PR #285, opened 2026-09-15
ci(sdk-python): gate Python SDK coverage at 95% and isolate Codecov per SDK

adnanrhussain:
## Summary

The Python SDK suite sits at **98.06%** line coverage (660 passed, 19 skipped), but CI neither enforced nor reported it: `make verify` doesn't run coverage, `make coverage` had no floor, and nothing uploaded to Codecov. The TypeScript SDK already has a coverage job and a Codecov upload, so the gap was one-sided.

This adds a Python coverage gate and the Codecov configuration needed for the two SDKs to be judged independently.

## Changes

**`sdks/python/Makefile`** — `COV_MIN ?= 95`; `make coverage` now writes `coverage.xml` and exits non-zero below the floor. The 3-point gap under the measured 98.06% is headroom so one uncovered line doesn't block an otherwise good PR.

**`.github/workflows/test-sdk-python.yml`** — new `Coverage` job on 3.13 running `make coverage`, then uploading under `flags: python-sdk`. The `make` step is the gate; the upload is `continue-on-error` so a Codecov outage can't redden a passing suite, and `if: always()` so a coverage drop still gets its per-line annotation.

**`codecov.yml`** (new) — per-flag isolation, validated against `codecov.io/validate`:
- `carryforward: true` per flag. Both SDK workflows are path-filtered, so a Python-only PR never runs the TS coverage job. Without carryforward, Codecov reads the absent TS coverage as coverage *lost* and posts a large phantom drop on every Python PR.
- `project.default: false` / `patch.default: false` — no repo-wide aggregate, so a TypeScript gap can never fail a Python PR.
- `typescript-sdk` is `informational: true`, reporting without blocking until that suite has a floor of its own.
- `require_ci_to_pass: false` — on the default, a failing TS job would withhold the Python status and stall the PR on an unrelated suite.
- `fixes: ["src/::sdks/python/src/"]` — coverage.py names files relative to the directory `make` ran in (`src/learning_commons_evaluators/...`) while the upload step runs at the repo root. Without the rewrite every `paths` filter matches zero files and the status is computed on an empty report.

**`.github/workflows/test-sdk-typescript.yml`** — adds `codecov.yml` to its path filters, matching the Python workflow, so a PR editing only the coverage config still re-runs the TS upload rather than having its status judged against a carried-forward report from an unrelated commit.

**`sdks/python/docs/local-development.md`** — notes that `make coverage` now fails below the floor.

## Verification

- `make verify` — 660 passed, 19 skipped
- `make coverage` — passes at 98.06% against the 95% floor
- `make coverage COV_MIN=99` — fails as intended (`Required test coverage of 99% not reached`)
- `python scripts/check.py` — all 6 repo checks pass
- `codecov.yml` — "Valid!"; validator confirms `fixes` anchors to `^src/`, `project.python-sdk` target 95.0 with no threshold, `project.default: false`

## Notes

Base is `release-python-sdk-1.0`, not `main` — the Python SDK diverges by 252 files between them, so a gate written against `main` would target a different codebase.

No branch-protection changes here. Neither SDK test workflow is a required check today; making `codecov/project/python-sdk` required is a separate, manual step, deliberately left to the repo owner.

Known caveat: on a fork PR (`CODECOV_TOKEN` unavailable) or a Codecov outage, the upload fails silently and carryforward lets the *patch* status be computed from the previous commit's report. The `make coverage` line floor still holds deterministically; patch coverage has no Makefile equivalent, so treat it as advisory until the status is made required.


michael-berger-czi (approved):
LGTM

PR #286, opened 2026-09-15
feat(sdk): the multi-step evaluator base

michael-berger-czi:
Summary per Claude: this is the first of two PRs for Phase 1b ([DSCR-2213](https://czi.atlassian.net/browse/DSCR-2213)) — the flow for a contract with more than one model call, with no evaluator on it yet. Split out of #284 so the plumbing is reviewable on its own; #284 now stacks on this branch and carries the two pilots that use it (Vocabulary Complexity, Sentence Structure). Same shape as #277, which shipped the loader, errors and providers before any evaluator consumed them.

## What it does

Steps run in the order `config.json` declares them, skipping any whose `condition` the inputs miss, so the branch a grade takes and the fact that one step reads another are consequences of the contract rather than of hand-written control flow. Conditional *steps* are handled here, which the TypeScript `defineMultiStepEvaluator` does not do — that is why Vocabulary Complexity is hand-written there and can be declared here.

A subclass names its contract, its generated models, a `step_models` entry for **every** declared step (`None` for one that answers in prose, called as text and trimmed), and `computations` keyed by `implementation.python.function` for `custom` preprocessing entries. Everything else is read from the contract at class creation, so a contract that gains, renames or re-pins a step fails at import rather than drifting.

- Placeholders resolve from the four sources a contract can name: a caller input, `input.<field>`, an earlier step's output, and a preprocessing output.
- Preprocessing is selected by output **name** rather than entry id, so several entries can declare the same output under mutually exclusive conditions. Each output is computed once per evaluation however many placeholders read it.
- One client per distinct provider and model, keyed on the model that will actually be called, so a `model_override` collapses every step onto one client instead of building an identical one per declared step.
- The envelope sums token usage across the steps that ran and names every model that ran, joined with `+`. A failure is attributed to the step that was running, not the last one, so a contract spanning two vendors never names a service it did not call.
- `as_prompt_text` renders a structured step output as JavaScript's `JSON.stringify` does: compact separators, the characters themselves rather than `\uXXXX` escapes, an integral float as `2`, and `null` for a non-finite one.

## Shared with the single-step base

`EvaluatorMetadata.from_contract` and its `label`, `BaseEvaluator._raw_fields`, and `BaseEvaluator.effective_model` — so both bases read the contract's static facts, accept the caller's two input forms, and resolve a `model_override` one way. `features.round_half_up` is now exported as the SDK's one rounding operation, which `_round` (the contract's `post_transform`) delegates to.

## Verification

714 tests on Python 3.13 and 3.10. `tests/unit/evaluators/test_multi_step.py` drives synthetic contracts that reach every branch: conditional steps and conditional entries, a prose step feeding a structured one, a computation reading a step's output, forward references, per-step failure attribution and resampling, the envelope's joined label under and without an override, and each refusal at class creation (a single-step contract, a step with no `step_models` entry, a `step_models` entry the contract does not declare, a last step that does not produce the output model, an optional step, an unreadable placeholder source, a placeholder naming an undeclared step, a `custom` function the evaluator does not supply, and an unbundled rubric).


adnanrhussain (approved):
LGTM. 

@michael-berger-czi  - As you already shared, this work surfaced TS SDK gaps also. I dug a lil deeper on tests, and used mutation tests to see where more such gaps are. Here are some P1 findings as tests, I put for your review here - https://github.com/learning-commons-org/evaluators/blob/ahussain/pr286-p1-findings/sdks/python/tests/unit/evaluators/test_multi_step_p1_findings.py
Each test is self-documented and some should be kept for coverage even after the fix

Once this stack merges, I will work to put up some shared config contract tests that work across SDKs.

michael-berger-czi:
Thanks for the review @adnanrhussain! To clarify, are you proposing adding those new tests to the top of this stack?

adnanrhussain:
@michael-berger-czi - None of these are P0s, but maybe foundational fixes / tests to include moving forward.
My request for now, if for you to review the file of tests I linked. If you feel the test identifies a valid issue, use that test as reference to fix the code. The file includes comments with suggestions on which tests to keep (ex: `**On fixing:** keep this test`). If you decide to use this, I would recommend including in 286, or in another PR in the stack.

michael-berger-czi:
Thanks @adnanrhussain, I fixed two issues that you found, and made a ticket for the registry issues: https://czi.atlassian.net/browse/DSCR-2228 and https://czi.atlassian.net/browse/DSCR-2227. I'll be doing some more confirmations in the meantime.

PR #289, opened 2026-09-16
fix(docs): Reduce bloat in main README + Keep details in evaluator READMEs

esthersweon:
- Renamed "Strength Acknowledgement" => "Strength Acknowledgment"
- Kept links to evaluator-specific notebooks, prompts, etc. in evaluator READMEs only


adnanrhussain (approved):
🚀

Exercise instructions: Each line containing the word "passed" must be pulled from the listing and copied.

Answer to this problem:
The Python SDK suite sits at **98.06%** line coverage (660 passed, 19 skipped), but CI neither enforced nor reported it: `make verify` doesn't run coverage, `make coverage` had no floor, and nothing uploaded to Codecov. The TypeScript SDK already has a coverage job and a Codecov upload, so the gap was one-sided.
- `make verify` — 660 passed, 19 skipped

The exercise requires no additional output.